___ Data ___
PR #1028, opened 2026-03-17
Remove code for GA and remove BWB if alt_mass

### LINKED ISSUE #439: FLOPS aircraft type for mass estimation is not being properly set
### Description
___
#### What this task involves:
Write out exactly those lines running from the line with "### LINKED ISSUE" to the end of the data above, the first and last included.

#### Answer below:
### LINKED ISSUE #439: FLOPS aircraft type for mass estimation is not being properly set
### Description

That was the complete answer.